Los escuchas más sofisticados, exigentes, conocedores, hablan de Radu Lupu como se habla de una divinidad y ponen en sus frases, indefectiblemente, las siguientes palabras: poeta, misterio, delicadeza, poesía. A mí me basta una sola palabra para definir a Radu Lupu: sublime.
Las maneras como los expertos hablan de él incluyen las siguientes sentencias: “la quintaesencia del pianista”, “el Carlos Kleiber del teclado”, “el último eslabón de la escuela Neuhaus”.
Ah, porque quien hizo de Radu Lupu un santo laico esculpido por los griegos y depositado en éxtasis en un pequeño templo de una aldea lejana de Rumania, se llama Heinrich Neuhaus, su maestro de piano en el Conservatorio de Moscú y quien construyó otros gigantes, entre ellos a Emil Gilels y Sviatoslav Richter.
Radu Lupu se encargó de cultivar las enseñanzas de su maestro don Enrique Nuevacasa: se concentró en los espacios invisibles que habitan entre una nota y la siguiente, entre un compás y su compañero de atrás y el de adelante, fijó su atención en los mensajes que nos dejaron los cinco maestros que eligió como sus guías: Schubert, Mozart, Beethoven, Schumann y Brahms.
Y supo que sin Schubert no podríamos comprender.

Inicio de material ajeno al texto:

PR #3165, opened 2024-07-25
Fix broken link to RHEL 8 doc

apinnick:
Also updated Vale workflow because it was not running.

* [ ] Foreman 3.6/Katello 4.8

### DIFF
--- a/.github/workflows/vale.yml
+++ b/.github/workflows/vale.yml
@@ -3,7 +3,7 @@ name: Vale
 on:
   pull_request:
     paths:
-      - 'guides/common/*.adoc'
+      - 'guides/common/**.adoc'
       - '.github/workflows/vale.yml'
 
 jobs:
--- a/guides/common/modules/ref_system-requirements.adoc
+++ b/guides/common/modules/ref_system-requirements.adoc
@@ -107,7 +107,7 @@ ifndef::satellite[]
 {RHEL} clones are not being actively tested in FIPS mode.
 If you require FIPS, consider using {RHEL}.
 endif::[]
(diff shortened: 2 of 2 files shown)


.github/workflows/vale.yml
```diff
@@ -3,8 +3,7 @@ name: Vale
 on:
   pull_request:
     paths:
-      - 'guides/common/*.adoc'
-      - '.github/workflows/vale.yml'
+      - '**.adoc'
```
ekohl, line 6: Please separate these changes, at least to its own commit.

apinnick: Done.

.github/workflows/vale.yml
```diff
@@ -3,8 +3,7 @@ name: Vale
 on:
   pull_request:
     paths:
-      - 'guides/common/*.adoc'
-      - '.github/workflows/vale.yml'
```
maximiliankolb, line 7: If not absolutely required, I'd like to keep this in to ensure vale runs if we change the vale GHA itself.

maximiliankolb (commented):
one suggestion; URL for RHEL8 works :heavy_check_mark:

.github/workflows/vale.yml
apinnick: Not sure I understand. You want me to revert these lines? I thought that they were causing the check not to run.

ekohl, line 7: Like @maximiliankolb I think it's good to run a workflow if you make changes to it. I think it should be:
```suggestion
      - 'guides/common/**.adoc'
      - '.github/workflows/vale.yml'
```

maximiliankolb: Only line 7; I'd always run an action if the action itself is changed.

apinnick: Will give this a try.

maximiliankolb (approved):
Now sure why the change in `vale.yml` is necessary. I cannot find the result for your PR, only the result for all of foreman-documentation. vale seems to run though :heavy_check_mark:

apinnick:
Merged and cherrypicked:

b358de4480..f707d9cbdd  3.11 -> 3.11
02d23303af..7e66719dc8  3.10 -> 3.10

PR #3174, opened 2024-07-29
Vale "slash" rule reenabled. Config changes trigger workflow

apinnick:
Enabled "RedHat.Slash" rule and updated paths in GitHub workflow vale.yml file.

* [ ] Foreman 3.6/Katello 4.8


.github/workflows/vale.yml
```diff
@@ -3,7 +3,6 @@ name: Vale
 on:
   pull_request:
     paths:
-      - 'guides/common/**.adoc'
```
ekohl, line 6: This means it won't trigger on `adoc` files anymore, only when `valie.yml` is changed. I don't think that's what you intended. Instead I think we should add other vale related files to this list.

ekohl (changes requested):

.github/workflows/vale.yml
apinnick: I added an error .adoc file after reverting this line, but Vale did not check the new file.

apinnick: I see the problem. Vale is only going to report actual errors. I'm going to raise the minimum report level from "error" to "warning" to see how that goes.

apinnick: Works now! "warning" level was not a success, so I reverted to "error" level reporting and made sure I had real errors.

.github/workflows/vale.yml
```diff
@@ -5,6 +5,7 @@ on:
     paths:
       - 'guides/common/**.adoc'
       - '.github/workflows/vale.yml'
+      - '.vale/styles/config/**.txt'
```
ekohl, line 8: How about just triggering on any vale change?
```suggestion
      - '.vale/**'
      - .vale.ini
```

ekohl: But this is only when we trigger the job. IMHO anything in `.vale` affects how Vale behaves so we should trigger CI on it. There's no reason to be more specific. `.vale/**` should still trigger when `.vale/styles/config/vocabularies/Foreman/accept.txt` changes.

apinnick: OK, you might have a point. I have never tested this. I will make the change and see what happens.

ekohl (commented):
The workflow changes look good to me, but could you rebase? It looks like it includes some changes that we merged to master already.

maximiliankolb (approved):
if you squash: LGTM

apinnick:
> if you squash: LGTM

Squashed!

ekohl (commented):
I'd prefer a more descriptive commit message. https://cbea.ms/git-commit/ is IMHO still the best reference on the topic. If I'm pedantic, I'd even suggest two commits because each change is logically speaking separate but I don't think others enforce that.

apinnick:
> I'd prefer a more descriptive commit message. https://cbea.ms/git-commit/ is IMHO still the best reference on the topic. If I'm pedantic, I'd even suggest two commits because each change is logically speaking separate but I don't think others enforce that.

I will update the commit message but I don't think breaking the squashed commit is necessary.

maximiliankolb (approved):

PR #3178, opened 2024-08-01
Mention --full-help in installation section

ehelms:

* [ ] Foreman 3.6/Katello 4.8

### DIFF
--- a/guides/common/modules/proc_configuring-installation.adoc
+++ b/guides/common/modules/proc_configuring-installation.adoc
@@ -13,7 +13,6 @@ If you lose connection to the shell where the installation command is running, s
 
 * Use the `{installer-scenario} --help` command to display the available options and any default values.
 * Use the `{installer-scenario} --full-help` command to display advanced options.
-If you do not specify any values, the default values are used.
 
 * Specify a meaningful value for the option: `--foreman-initial-organization`.
 This can be your company name.
--- a/guides/common/modules/proc_configuring-installation.adoc
+++ b/guides/common/modules/proc_configuring-installation.adoc
@@ -12,6 +12,7 @@ If you lose connection to the shell where the installation command is running, s
 .Considerations
 
 * Use the `{installer-scenario} --help` command to display the available options and any default values.
+* For advanced installation options, use `{installer-scenario} --full-help`.
 If you do not specify any values, the default values are used.
 
 * Specify a meaningful value for the option: `--foreman-initial-organization`.
--- a/guides/common/modules/proc_configuring-installation.adoc
+++ b/guides/common/modules/proc_configuring-installation.adoc
@@ -12,7 +12,7 @@ If you lose connection to the shell where the installation command is running, s
 .Considerations
 
 * Use the `{installer-scenario} --help` command to display the available options and any default values.
-* For advanced installation options, use `{installer-scenario} --full-help`.
+* Use the `{installer-scenario} --full-help` command to display advanced options.
 If you do not specify any values, the default values are used.
 
 * Specify a meaningful value for the option: `--foreman-initial-organization`.
--- a/guides/common/modules/proc_configuring-installation.adoc
+++ b/guides/common/modules/proc_configuring-installation.adoc
@@ -11,7 +11,7 @@ If you lose connection to the shell where the installation command is running, s
 
 .Considerations
 
-* Use the `{installer-scenario} --help` command to display the available options and any default values.
+* Use the `{installer-scenario} --help` command to display the most commonly used options and any default values.
 * Use the `{installer-scenario} --full-help` command to display advanced options.
 
 * Specify a meaningful value for the option: `--foreman-initial-organization`.


guides/common/modules/proc_configuring-installation.adoc
```diff
@@ -12,6 +12,7 @@ If you lose connection to the shell where the installation command is running, s
 .Considerations
 
 * Use the `{installer-scenario} --help` command to display the available options and any default values.
```
ekohl, line 14: I wonder if this line should mention that it lists only the commonly used options, but I couldn't come up with a decent phrasing.

asteflova:
We've had a few PRs recently that use `.Additional resources` (placed at the very end of the procedure) to point users to --help commands. This approach follows the [modular documentation template for procedures](https://redhat-documentation.github.io/modular-docs/#con-creating-procedure-modules_writing-mod-docs). For example: https://github.com/theforeman/foreman-documentation/blob/6fa7a2d10c1aaff4fcce0253ee5b1a9662422531/guides/common/modules/proc_creating-a-user.adoc?plain=1#L47-L49

If you're willing to give this a try, the wording could go like this:

```
.Additional resources
* For a list of commonly used options and their default values, use the `{installer-scenario} --help` command.
* For a list of advanced installation options, use `{installer-scenario} --full-help`.
```

The caveat is that the rest of the file does _not_ follow the template so including --help commands at the end might make them look out of place. I'd argue that it's still more fitting than keeping them in `.Considerations`.

asteflova:
When creating a doc PR based on a ticket, can you please include a link to the ticket? In this case, it's https://issues.redhat.com/browse/SAT-25655  It's useful for a reviewer to be able to check the context of the bug report or possibly any customer case that's attached.

ehelms:
I am not a fan of shoving the mention of help and full-help to the bottom of the document where they can get lost. For this use case, I personally like them where they are.

guides/common/modules/proc_configuring-installation.adoc
maximiliankolb:
```suggestion
* Use the `{installer-scenario} --help` command to display the most commonly used options and any default values.
```

maximiliankolb (approved):
made one small suggestion. Either way, I like the addition -> LGTM.

guides/common/modules/proc_configuring-installation.adoc
```diff
@@ -12,6 +12,7 @@ If you lose connection to the shell where the installation command is running, s
...
+* For advanced installation options, use `{installer-scenario} --full-help`.
```
asteflova, line 15:
```suggestion
* Use the `{installer-scenario} --full-help` command to display advanced options.
```

This is to keep the list item parallel to the one before, this helps users navigate the text more quickly.

guides/common/modules/proc_configuring-installation.adoc
```diff
@@ -12,6 +12,7 @@ If you lose connection to the shell where the installation command is running, s
...
 If you do not specify any values, the default values are used.
```
asteflova, line 16:
```suggestion
```
This used to be part of the first bullet item. You could move the line back to the first bullet but I recommend to drop it. (Default values are always used by default, no need to explain it.)

asteflova:
> I am not a fan of shoving the mention of help and full-help to the bottom of the document where they can get lost. For this use case, I personally like them where they are.

Fair enough. I still believe it would work quite well but that would require more changes to the structure of the surrounding text... and neither one of us really wants to get into that right now :)

I reviewed again, this time focusing only on your addition and refraining from comments on the other aspects like placement and scannability.

asteflova (approved):
You're not requesting cherry-picks. Is that alright?

maximiliankolb (approved):

asteflova:
Before I merge this, I would like to clarify the cherry-picks. From my point of view (having checked the previous doc versions and calling --full-help on previous versions), it looks like this should be cherry-picked all the way down to 3.5 because we are supposed to maintain older doc versions too for Satellite customers. It looks like your point of view @ehelms is that you don’t want this cherry-picked. Can you please help me understand what the situation is?

ehelms:
> Before I merge this, I would like to clarify the cherry-picks. From my point of view (having checked the previous doc versions and calling --full-help on previous versions), it looks like this should be cherry-picked all the way down to 3.5 because we are supposed to maintain older doc versions too for Satellite customers. It looks like your point of view @ehelms is that you don’t want this cherry-picked. Can you please help me understand what the situation is?

You can cherry pick it if you want. I didn't select cherry picks because I didn't feel it needed to be picked.

asteflova:
> You can cherry pick it if you want. I didn't select cherry picks because I didn't feel it needed to be picked.

It's not really a question of 'wanting to' (cherry-picking so much is obviously a bit of a pain) but rather a question of properly maintaining all supported versions :) Thanks for confirming!

asteflova:

64c5705170..0f68328613  3.11 -> 3.11
81b1f04956..7800f5c976  3.10 -> 3.10
e29f23ef8b..4b62fe4c08  3.9 -> 3.9
01da73c87f..afedcd515f  3.8 -> 3.8
818571283b..385d32af61  3.7 -> 3.7
5f84290fe5..f5dab8ce1f  3.6 -> 3.6
6f3b8aa8a5..b234d4026f  3.5 -> 3.5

No sabríamos valorar el estar vivos y tener la oportunidad sagrada de poner a sonar un disco y sentarnos a escuchar tocar a Radu Lupu para que sea ahora Pascal Quignard quien nos describa, sentados, escuchando a Radu:
Manan nuestras lágrimas sin que nuestras manos las sequen, trabados en las filas de la orquesta y nos obligan a permanecer inmóviles, con los dedos crispados sobre nuestros muslos, con los rostros desnudos llorando cara a la música.
Gracias por todo esto, maestro Lobo. Tenga usted buen camino hacia la luz.